Key insight: Cost engineering and harness engineering are two sides of the same coin. A well-designed harness naturally controls costs by constraining agent behavior. See the Harness Engineering course for the full framework.
lightbulb
The Agent Cost Playbook
Putting it all together
The Checklist
Before deploying: Set max iterations, budget caps, and doom loop detection. Enable per-task cost logging. Choose default model (budget) and upgrade model (mid-tier). Define escalation rules. After deploying: Monitor daily spend vs projections. Review weekly cost attribution. Identify tasks that consistently exceed budget. Route high-volume simple tasks to cheaper models. Compress context between agent steps.
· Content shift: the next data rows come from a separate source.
PR #8592, opened 2026-09-18
Fix App Doctor secret scanning false positives

jplhomer:

Fixes https://github.com/shop/issues-develop/issues/23957

Early-access partners were flooded with `COMMITTED_SECRET` findings for placeholders, `.env.example` templates, public client IDs, and Stripe publishable keys. A name match plus a non-empty value was enough to score -50 high, which fails the static-tier bar of provable facts.

Require two pieces of evidence before scoring an env/secret file: a known credential format, or a secret-named assignment whose value is not a placeholder. Template env files (`.env.example`, `.sample`, `.template`, `.dist`) only fire on a known token format. Drop `SHOPIFY_API_KEY` / `api_key` and Stripe `pk_` from secret detection. Keep fail-closed for real secrets when git status is unknown, but stop rendering that case as confirmed-tracked.

From an app with a committed `.env.example` of placeholders and a tracked `.env` that contains a real `shpss_` / `shpat_` token:

```
pnpm shopify app doctor --path /path/to/app --skip-instructions
```

Confirm the template is not reported and the real token still is.

### Checklist


packages/app/src/cli/services/app-doctor-engine/rules/secret-rules.ts
```diff
@@ -127,35 +127,92 @@ export function redactText(text: string): string {
 
 const ENV_FILE_PATTERN = /(^|\/)\.env(?:\.[^/]+)?$/
 const NAMED_SECRET_FILE_PATTERN = /(^|\/)(?:\.env\.(?:secrets|keys)|(?:secrets|credentials)\.json)$/
+const TEMPLATE_ENV_FILE_PATTERN = /(^|\/)\.env(?:\.[^/]+)*\.(?:example|sample|template|dist)$/i
+// `SHOPIFY_API_KEY` / `api_key` are client IDs and public; they are not secret names.
 const SECRET_ASSIGNMENT_PATTERN =
-  /(?:api[_-]?key|api[_-]?secret|access[_-]?token|secret[_-]?key|private[_-]?key|password|SHOPIFY_API_KEY|SHOPIFY_API_SECRET)\s*[:=]\s*(?:"[^"\r\n]+"|'[^'\r\n]+'|[^\s#'"\r\n][^#\r\n]*)/i
+  /(?:api[_-]?secret|access[_-]?token|secret[_-]?key|private[_-]?key|password|SHOPIFY_API_SECRET)\s*[:=]\s*(?:"([^"\r\n]*)"|'([^'\r\n]*)'|([^\s#'"\r\n][^#\r\n]*))/gi
```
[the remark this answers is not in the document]
jplhomer: Assignment names now allow optional quotes, so `{ "password": "…" }` in `secrets.json` is extracted. Tracked JSON with a real quoted value scores; a placeholder like `changeme` does not.

packages/app/src/cli/services/app-doctor-engine/checks/COMMITTED_SECRET.md
```diff
@@ -1,9 +1,11 @@
...
-version: 1
+version: 2
 severity: high
 ---
 
 # Committed Secret
 
 Inspect files skipped by deterministic secret scanning for committed credentials. Never quote or reproduce a secret; cite only the file and redacted credential kind, and recommend rotation.
+
+Do not report placeholders, template env files (`.env.example`, `.sample`, `.template`, `.dist`), public client identifiers (`SHOPIFY_API_KEY`, Stripe `pk_`), or files git confirms are untracked and ignored.
```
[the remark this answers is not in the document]
jplhomer: Updated the prompt: template env files are findings only when they contain a known credential format. Placeholders still are not reported — that was the original partner false positive, not “ignore this filename.”

packages/app/src/cli/services/app-doctor-engine/checks/embedded.ts
```diff
@@ -7,7 +7,7 @@ export const EMBEDDED_CHECK_SOURCES: ReadonlyArray<string> = [
...
-  "---\nid: COMMITTED_SECRET\nversion: 1\nseverity: high\n---\n\n# Committed Secret\n\nInspect files skipped by deterministic secret scanning for committed credentials. Never quote or reproduce a secret; cite only the file and redacted credential kind, and recommend rotation.\n",
+  "---\nid: COMMITTED_SECRET\nversion: 2\nseverity: high\n---\n\n# Committed Secret\n\nInspect files skipped by deterministic secret scanning for committed credentials. Never quote or reproduce a secret; cite only the file and redacted credential kind, and recommend rotation.\n\nDo not report placeholders, template env files (`.env.example`, `.sample`, `.template`, `.dist`), public client identifiers (`SHOPIFY_API_KEY`, Stripe `pk_`), or files git confirms are untracked and ignored.\n",
```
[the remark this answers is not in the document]
jplhomer: Regenerated `embedded.ts` from the updated markdown. The agent prompt now matches the scanner: templates are excluded for placeholders, not for known token formats.

packages/app/src/cli/services/app-doctor-engine/rules/secret-rules.ts
```diff
@@ -127,35 +127,92 @@ export function redactText(text: string): string {
 
 const ENV_FILE_PATTERN = /(^|\/)\.env(?:\.[^/]+)?$/
```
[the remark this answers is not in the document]
jplhomer: Aligned `ENV_FILE_PATTERN` with the multi-suffix form (`\.env(?:\.[^/]+)*$`) so `.env.local.example` is classified as an env/template file. Added a regression test that a known token in that path still scores high.

packages/app/src/cli/services/app-doctor-engine/rules/secret-rules.ts
```diff
@@ -125,37 +125,95 @@
   return redacted
 }
 
-const ENV_FILE_PATTERN = /(^|\/)\.env(?:\.[^/]+)?$/
+const ENV_FILE_PATTERN = /(^|\/)\.env(?:\.[^/]+)*$/
 const NAMED_SECRET_FILE_PATTERN = /(^|\/)(?:\.env\.(?:secrets|keys)|(?:secrets|credentials)\.json)$/
+const TEMPLATE_ENV_FILE_PATTERN = /(^|\/)\.env(?:\.[^/]+)*\.(?:example|sample|template|dist)$/i
```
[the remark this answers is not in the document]
jplhomer: Same fix as the sibling alert: env/template classification is now basename-based, so this repeating-dot regex is gone.

packages/app/src/cli/services/app-doctor-engine/rules/secret-rules.ts
```diff
@@ -125,37 +125,95 @@
   return redacted
 }
 
-const ENV_FILE_PATTERN = /(^|\/)\.env(?:\.[^/]+)?$/
+const ENV_FILE_PATTERN = /(^|\/)\.env(?:\.[^/]+)*$/
```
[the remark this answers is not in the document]
jplhomer: Replaced the nested `(?:\.[^/]+)*` env matchers with basename checks (`.env` / `.env.*`, last suffix for templates). Same multi-suffix coverage without overlapping quantifiers.

packages/app/src/cli/services/app-doctor-engine/rules/secret-rules.ts
```diff
@@ -125,37 +125,106 @@ export function redactText(text: string): string {
...
 }
 
-const ENV_FILE_PATTERN = /(^|\/)\.env(?:\.[^/]+)?$/
 const NAMED_SECRET_FILE_PATTERN = /(^|\/)(?:\.env\.(?:secrets|keys)|(?:secrets|credentials)\.json)$/
+const TEMPLATE_ENV_SUFFIXES = new Set(['example', 'sample', 'template', 'dist'])
+// `SHOPIFY_API_KEY` / `api_key` are client IDs and public; they are not secret names.
+// Optional quotes cover JSON/YAML keys (`"password": "…"`) as well as env assignments.
 const SECRET_ASSIGNMENT_PATTERN =
-  /(?:api[_-]?key|api[_-]?secret|access[_-]?token|secret[_-]?key|private[_-]?key|password|SHOPIFY_API_KEY|SHOPIFY_API_SECRET)\s*[:=]\s*(?:"[^"\r\n]+"|'[^'\r\n]+'|[^\s#'"\r\n][^#\r\n]*)/i
+  /["']?(?:api[_-]?secret|access[_-]?token|secret[_-]?key|private[_-]?key|password|SHOPIFY_API_SECRET)["']?\s*[:=]\s*(?:"([^"\r\n]*)"|'([^'\r\n]*)'|([^\s#'"\r\n][^#\r\n]*))/gi
```
lopez-mar: i worry that we're being a bit too broad with this exemption, i know for our apps that the api key is public, but for other services that they might have keys for, they could very much be confidential and offer broad access (e.g., mailchimp).

i know it's a tricky balance here, but can we maybe balance this by looking at the _value_ assigned to a given key? as in, we know what our prefixes are for different shopify keys

fact check me on this, but i think:
- `shpat_` -> is the public prefix i think?
- `shpca_`, `shppa_`, `shpss_`, `shpua_`

lopez-mar: when it comes to leaked credentials, do we care about shopify credentials specifically? or any credentials? because i think we can look for the token prefix patterns maybe? (like shpat, shpss, etc.)

question: ae we aiming to detect leaked Shopify credentials specifically, or credentials more broadly that could compromise the app and merchant data?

Key insight: Agent cost engineering is not a one-time setup. It’s an ongoing practice of monitoring, optimizing, and adjusting as workloads evolve. The teams that treat it as a continuous discipline save 40–60% compared to those who set and forget.
What’s Next
Chapter 8 zooms out to the business level — AI FinOps, ROI measurement, and the future of AI economics. The portfolio analogy: treat AI investments like a financial portfolio, not individual bets. Why 95% of AI pilots fail to show measurable returns, and how to be in the 5% that succeed.
Chapter Summary
Agents are the most expensive AI workload: $5–8 per task, 3–10x more LLM calls than chatbots. Four cost drivers: planning, tool selection, execution, verification. Doom loops can cost $10K–47K. 96% of enterprises exceed projections but only 44% have guardrails. The 4-layer governance framework (tracking, alerts, limits, attribution) is the minimum viable cost infrastructure. Cost constraints are a core component of the agent harness.